• _Activity_
Exactly as given, repeat all of the entries.

Extracted data entries:

* * * * * * *

PR #406, opened 2019-12-17
Lower logging level of "Notifying BuildStarted" et.al. send to Jenkins log.

jonsten:
If a user start posting very long review comments using gerrit trigger, then the system log for Jenkins becomes unreadable since the entire comment is posted there. This change fixes this by truncating all but the first and last line of the message (and concatenating them on the same line).

### DIFF
--- a/src/main/java/com/sonyericsson/hudson/plugins/gerrit/trigger/gerritnotifier/GerritNotifier.java
+++ b/src/main/java/com/sonyericsson/hudson/plugins/gerrit/trigger/gerritnotifier/GerritNotifier.java
@@ -84,11 +84,11 @@ public class GerritNotifier {
                         parameterExpander.getBuildStartedCommand(build, taskListener, (ChangeBasedEvent)event, stats);
                 if (command != null) {
                     if (!command.isEmpty()) {
-                        logger.info("Notifying BuildStarted to gerrit: {}", command);
+                        logger.debug("Notifying BuildStarted to gerrit: {}", command);
                         cmdRunner.sendCommand(command);
                         GerritTriggeredBuildListener.fireOnStarted(event, command);
                     } else {
-                        logger.info("BuildStarted command is empty.  Gerrit will not be notified of BuildStarted");
+                        logger.debug("BuildStarted command is empty. Gerrit will not be notified of BuildStarted");
                     }
                 } else {
                     logger.error("Something wrong during parameter extraction. "
@@ -114,11 +114,11 @@ public class GerritNotifier {
 
                 if (command != null) {
                     if (!command.isEmpty()) {
-                        logger.info("Notifying BuildCompleted to gerrit: {}", command);
+                        logger.debug("Notifying BuildCompleted to gerrit: {}", command);
                         cmdRunner.sendCommand(command);
                         GerritTriggeredBuildListener.fireOnCompleted(memoryImprint, command);
                     } else {
-                        logger.info("BuildCompleted command is empty.  Gerrit will not be notified of BuildCompleted");
+                        logger.debug("BuildCompleted command is empty. Gerrit will not be notified of BuildCompleted");
                     }
                 } else {
                     logger.error("Something wrong during parameter extraction. "


jonsten:
@TWestling, @GLundh

src/main/java/com/sonyericsson/hudson/plugins/gerrit/trigger/gerritnotifier/GerritNotifier.java
```diff
@@ -84,7 +84,7 @@ public void buildStarted(Run build, TaskListener taskListener,
                         parameterExpander.getBuildStartedCommand(build, taskListener, (ChangeBasedEvent)event, stats);
                 if (command != null) {
                     if (!command.isEmpty()) {
-                        logger.info("Notifying BuildStarted to gerrit: {}", command);
+                        logger.info("Notifying BuildStarted to gerrit: {}", truncateCommandForLog(command));
```
jonsten: As an alternative we could log without the command on info and then log the command on debug (or lower).

src/main/java/com/sonyericsson/hudson/plugins/gerrit/trigger/gerritnotifier/GerritNotifier.java
```diff
@@ -129,4 +129,21 @@ public void buildCompleted(MemoryImprint memoryImprint, TaskListener listener) {
...
+     * @param str String to be truncated
+     * @return Truncated string
+     */
+    private static String truncateCommandForLog(String str) {
+        int firstBreak = str.indexOf('\n');
+        int lastBreak = str.lastIndexOf('\n');
+        if (firstBreak == -1) {
+            return str;
+        }
+        return str.substring(firstBreak) + " ... <truncated> ..." + str.substring(lastBreak, str.length());
```
TWestling: Does this work as intended?
line1
line2
line3
would truncate as:
line2
line3 ... <truncated> ... line3

src/main/java/com/sonyericsson/hudson/plugins/gerrit/trigger/gerritnotifier/GerritNotifier.java
rsandell: Yea, this shouldn't be info level at all I think

jonsten: Let's go that route, in general gerrit trigger is a very chatty plugin, changing this to debug would improve the situation somewhat :)

src/main/java/com/sonyericsson/hudson/plugins/gerrit/trigger/gerritnotifier/GerritNotifier.java
jonsten: Well this is embarrassing. But let's go with the decreased log level solution instead :)

src/main/java/com/sonyericsson/hudson/plugins/gerrit/trigger/gerritnotifier/GerritNotifier.java
jonsten: Btw. why are we logging to the logger and not to the listener which ends up in the build log?

rsandell: I'm not sure I can remember correctly that far back. But I think it started as a debug log to monitor that the plugin was working correctly. then someone might have wanted it as an info. Or it was an info to begin with because changing logger configs are hard and then found the utility of it good to have and left it there. And we didn't start with listening to build started, that was added a bit later and I guess was copied from `onCompleted` where we didn't dare logging if the logger was closed or something.
_TL DR:_ No good reason at all :)

jonsten: Thanks for the explanation :)

PR #407, opened 2019-12-18
Some controls ignore current state

testowyludek1234:
'Enable Code-Review' and 'Allow Other Plugins to Contribute Messages' are always selected despite other state in gerrit-trigger.xml. Cause is rather trivial - typos. This is troublesome since any modification must be done with caution otherwise user can override state unconsciously (especially when field is hidden). This patch should fix the issue.

### DIFF
--- a/src/main/resources/com/sonyericsson/hudson/plugins/gerrit/trigger/GerritServer/index.jelly
+++ b/src/main/resources/com/sonyericsson/hudson/plugins/gerrit/trigger/GerritServer/index.jelly
@@ -333,7 +333,7 @@
                                               with="gerritFrontEndUrl,gerritHttpUserName,gerritHttpPassword"/>
                             <f:entry title="${%Enable Code-Review}">
                                 <f:checkbox name="restCodeReview"
-                                            checked="${is.config.restCodeReview}"
+                                            checked="${it.config.restCodeReview}"
                                             default="true" />
                             </f:entry>
                             <f:entry title="${%Enable Verified}">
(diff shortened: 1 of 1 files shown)


rsandell:
Tests? Is there a Jira ticket as well that could be mentioned?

* * * * * * *

• _Result of this task_
PR #406, opened 2019-12-17
Lower logging level of "Notifying BuildStarted" et.al. send to Jenkins log.

jonsten:
If a user start posting very long review comments using gerrit trigger, then the system log for Jenkins becomes unreadable since the entire comment is posted there. This change fixes this by truncating all but the first and last line of the message (and concatenating them on the same line).

### DIFF
--- a/src/main/java/com/sonyericsson/hudson/plugins/gerrit/trigger/gerritnotifier/GerritNotifier.java
+++ b/src/main/java/com/sonyericsson/hudson/plugins/gerrit/trigger/gerritnotifier/GerritNotifier.java
@@ -84,11 +84,11 @@ public class GerritNotifier {
                         parameterExpander.getBuildStartedCommand(build, taskListener, (ChangeBasedEvent)event, stats);
                 if (command != null) {
                     if (!command.isEmpty()) {
-                        logger.info("Notifying BuildStarted to gerrit: {}", command);
+                        logger.debug("Notifying BuildStarted to gerrit: {}", command);
                         cmdRunner.sendCommand(command);
                         GerritTriggeredBuildListener.fireOnStarted(event, command);
                     } else {
-                        logger.info("BuildStarted command is empty.  Gerrit will not be notified of BuildStarted");
+                        logger.debug("BuildStarted command is empty. Gerrit will not be notified of BuildStarted");
                     }
                 } else {
                     logger.error("Something wrong during parameter extraction. "
@@ -114,11 +114,11 @@ public class GerritNotifier {
 
                 if (command != null) {
                     if (!command.isEmpty()) {
-                        logger.info("Notifying BuildCompleted to gerrit: {}", command);
+                        logger.debug("Notifying BuildCompleted to gerrit: {}", command);
                         cmdRunner.sendCommand(command);
                         GerritTriggeredBuildListener.fireOnCompleted(memoryImprint, command);
                     } else {
-                        logger.info("BuildCompleted command is empty.  Gerrit will not be notified of BuildCompleted");
+                        logger.debug("BuildCompleted command is empty. Gerrit will not be notified of BuildCompleted");
                     }
                 } else {
                     logger.error("Something wrong during parameter extraction. "


jonsten:
@TWestling, @GLundh

src/main/java/com/sonyericsson/hudson/plugins/gerrit/trigger/gerritnotifier/GerritNotifier.java
```diff
@@ -84,7 +84,7 @@ public void buildStarted(Run build, TaskListener taskListener,
                         parameterExpander.getBuildStartedCommand(build, taskListener, (ChangeBasedEvent)event, stats);
                 if (command != null) {
                     if (!command.isEmpty()) {
-                        logger.info("Notifying BuildStarted to gerrit: {}", command);
+                        logger.info("Notifying BuildStarted to gerrit: {}", truncateCommandForLog(command));
```
jonsten: As an alternative we could log without the command on info and then log the command on debug (or lower).

src/main/java/com/sonyericsson/hudson/plugins/gerrit/trigger/gerritnotifier/GerritNotifier.java
```diff
@@ -129,4 +129,21 @@ public void buildCompleted(MemoryImprint memoryImprint, TaskListener listener) {
...
+     * @param str String to be truncated
+     * @return Truncated string
+     */
+    private static String truncateCommandForLog(String str) {
+        int firstBreak = str.indexOf('\n');
+        int lastBreak = str.lastIndexOf('\n');
+        if (firstBreak == -1) {
+            return str;
+        }
+        return str.substring(firstBreak) + " ... <truncated> ..." + str.substring(lastBreak, str.length());
```
TWestling: Does this work as intended?
line1
line2
line3
would truncate as:
line2
line3 ... <truncated> ... line3

src/main/java/com/sonyericsson/hudson/plugins/gerrit/trigger/gerritnotifier/GerritNotifier.java
rsandell: Yea, this shouldn't be info level at all I think

jonsten: Let's go that route, in general gerrit trigger is a very chatty plugin, changing this to debug would improve the situation somewhat :)

src/main/java/com/sonyericsson/hudson/plugins/gerrit/trigger/gerritnotifier/GerritNotifier.java
jonsten: Well this is embarrassing. But let's go with the decreased log level solution instead :)

src/main/java/com/sonyericsson/hudson/plugins/gerrit/trigger/gerritnotifier/GerritNotifier.java
jonsten: Btw. why are we logging to the logger and not to the listener which ends up in the build log?

rsandell: I'm not sure I can remember correctly that far back. But I think it started as a debug log to monitor that the plugin was working correctly. then someone might have wanted it as an info. Or it was an info to begin with because changing logger configs are hard and then found the utility of it good to have and left it there. And we didn't start with listening to build started, that was added a bit later and I guess was copied from `onCompleted` where we didn't dare logging if the logger was closed or something.
_TL DR:_ No good reason at all :)

jonsten: Thanks for the explanation :)

PR #407, opened 2019-12-18
Some controls ignore current state

testowyludek1234:
'Enable Code-Review' and 'Allow Other Plugins to Contribute Messages' are always selected despite other state in gerrit-trigger.xml. Cause is rather trivial - typos. This is troublesome since any modification must be done with caution otherwise user can override state unconsciously (especially when field is hidden). This patch should fix the issue.

### DIFF
--- a/src/main/resources/com/sonyericsson/hudson/plugins/gerrit/trigger/GerritServer/index.jelly
+++ b/src/main/resources/com/sonyericsson/hudson/plugins/gerrit/trigger/GerritServer/index.jelly
@@ -333,7 +333,7 @@
                                               with="gerritFrontEndUrl,gerritHttpUserName,gerritHttpPassword"/>
                             <f:entry title="${%Enable Code-Review}">
                                 <f:checkbox name="restCodeReview"
-                                            checked="${is.config.restCodeReview}"
+                                            checked="${it.config.restCodeReview}"
                                             default="true" />
                             </f:entry>
                             <f:entry title="${%Enable Verified}">
(diff shortened: 1 of 1 files shown)


rsandell:
Tests? Is there a Jira ticket as well that could be mentioned?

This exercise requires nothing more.